- _Aim of the task_:
All lines in the records that carry the string "should" are to be shown.

- _Data extracts_:
>>>
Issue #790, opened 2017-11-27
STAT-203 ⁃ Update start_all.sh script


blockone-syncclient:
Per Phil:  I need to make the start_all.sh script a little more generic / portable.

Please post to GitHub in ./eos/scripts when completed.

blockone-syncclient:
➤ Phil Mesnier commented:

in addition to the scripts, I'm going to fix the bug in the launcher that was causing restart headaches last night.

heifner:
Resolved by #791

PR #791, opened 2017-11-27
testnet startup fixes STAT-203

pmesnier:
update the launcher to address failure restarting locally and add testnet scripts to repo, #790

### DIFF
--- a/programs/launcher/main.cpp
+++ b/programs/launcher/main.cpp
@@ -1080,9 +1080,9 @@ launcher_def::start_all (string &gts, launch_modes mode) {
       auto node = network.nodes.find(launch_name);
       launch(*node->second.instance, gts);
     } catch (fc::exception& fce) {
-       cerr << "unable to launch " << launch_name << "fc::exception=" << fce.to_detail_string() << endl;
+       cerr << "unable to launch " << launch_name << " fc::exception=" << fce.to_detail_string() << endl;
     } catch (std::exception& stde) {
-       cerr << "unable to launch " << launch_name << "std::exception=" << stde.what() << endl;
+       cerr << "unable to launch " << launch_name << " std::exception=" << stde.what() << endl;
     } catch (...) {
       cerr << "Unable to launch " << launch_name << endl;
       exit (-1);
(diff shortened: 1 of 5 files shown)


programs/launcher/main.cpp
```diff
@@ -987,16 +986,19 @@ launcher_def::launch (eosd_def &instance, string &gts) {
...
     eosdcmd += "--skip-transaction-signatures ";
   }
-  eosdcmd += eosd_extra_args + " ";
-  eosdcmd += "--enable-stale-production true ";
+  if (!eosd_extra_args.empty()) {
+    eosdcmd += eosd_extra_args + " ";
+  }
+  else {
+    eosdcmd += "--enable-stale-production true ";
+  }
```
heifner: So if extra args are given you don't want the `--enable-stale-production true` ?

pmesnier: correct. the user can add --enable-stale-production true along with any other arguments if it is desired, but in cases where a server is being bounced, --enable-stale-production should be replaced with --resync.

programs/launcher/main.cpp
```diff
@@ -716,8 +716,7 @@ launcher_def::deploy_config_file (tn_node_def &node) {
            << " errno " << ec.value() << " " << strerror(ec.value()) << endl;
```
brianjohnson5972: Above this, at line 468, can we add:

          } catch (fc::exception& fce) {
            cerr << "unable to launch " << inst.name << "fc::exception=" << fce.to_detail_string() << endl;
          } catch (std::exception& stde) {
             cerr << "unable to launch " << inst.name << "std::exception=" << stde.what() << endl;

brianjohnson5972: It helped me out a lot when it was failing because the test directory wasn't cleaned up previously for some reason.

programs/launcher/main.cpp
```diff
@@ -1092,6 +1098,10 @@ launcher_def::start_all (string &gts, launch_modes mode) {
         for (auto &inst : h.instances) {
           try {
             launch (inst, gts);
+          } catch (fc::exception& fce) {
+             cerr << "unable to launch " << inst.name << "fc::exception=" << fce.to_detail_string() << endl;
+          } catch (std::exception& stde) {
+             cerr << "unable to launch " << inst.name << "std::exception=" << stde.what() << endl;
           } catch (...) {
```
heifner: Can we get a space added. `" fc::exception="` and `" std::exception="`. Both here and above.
<<<
>>>
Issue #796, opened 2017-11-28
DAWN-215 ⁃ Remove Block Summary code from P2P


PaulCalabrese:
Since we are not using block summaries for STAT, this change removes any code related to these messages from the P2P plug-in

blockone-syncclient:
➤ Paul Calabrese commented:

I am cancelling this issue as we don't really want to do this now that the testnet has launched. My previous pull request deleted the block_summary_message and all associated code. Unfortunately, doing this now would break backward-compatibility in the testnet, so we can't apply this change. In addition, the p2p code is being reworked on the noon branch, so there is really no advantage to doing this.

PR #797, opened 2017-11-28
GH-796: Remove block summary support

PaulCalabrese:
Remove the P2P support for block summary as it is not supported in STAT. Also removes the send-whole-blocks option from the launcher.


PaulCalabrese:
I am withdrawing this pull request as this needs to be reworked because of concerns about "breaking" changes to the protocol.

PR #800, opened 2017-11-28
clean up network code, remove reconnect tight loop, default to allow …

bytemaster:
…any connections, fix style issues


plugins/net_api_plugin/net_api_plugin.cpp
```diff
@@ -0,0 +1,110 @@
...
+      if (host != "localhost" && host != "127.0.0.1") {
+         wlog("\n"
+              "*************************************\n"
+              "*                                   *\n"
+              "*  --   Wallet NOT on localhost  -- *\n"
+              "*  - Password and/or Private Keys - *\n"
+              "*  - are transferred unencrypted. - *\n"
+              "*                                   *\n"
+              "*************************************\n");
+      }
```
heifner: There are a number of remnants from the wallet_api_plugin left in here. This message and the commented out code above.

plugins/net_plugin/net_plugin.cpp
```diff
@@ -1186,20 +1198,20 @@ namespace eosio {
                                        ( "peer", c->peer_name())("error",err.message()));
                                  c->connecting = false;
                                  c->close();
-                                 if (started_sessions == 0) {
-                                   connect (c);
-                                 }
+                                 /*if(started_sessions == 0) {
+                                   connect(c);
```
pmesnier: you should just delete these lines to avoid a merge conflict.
<<<
- _Solution for this exercise_:
pmesnier: correct. the user can add --enable-stale-production true along with any other arguments if it is desired, but in cases where a server is being bounced, --enable-stale-production should be replaced with --resync.
pmesnier: you should just delete these lines to avoid a merge conflict.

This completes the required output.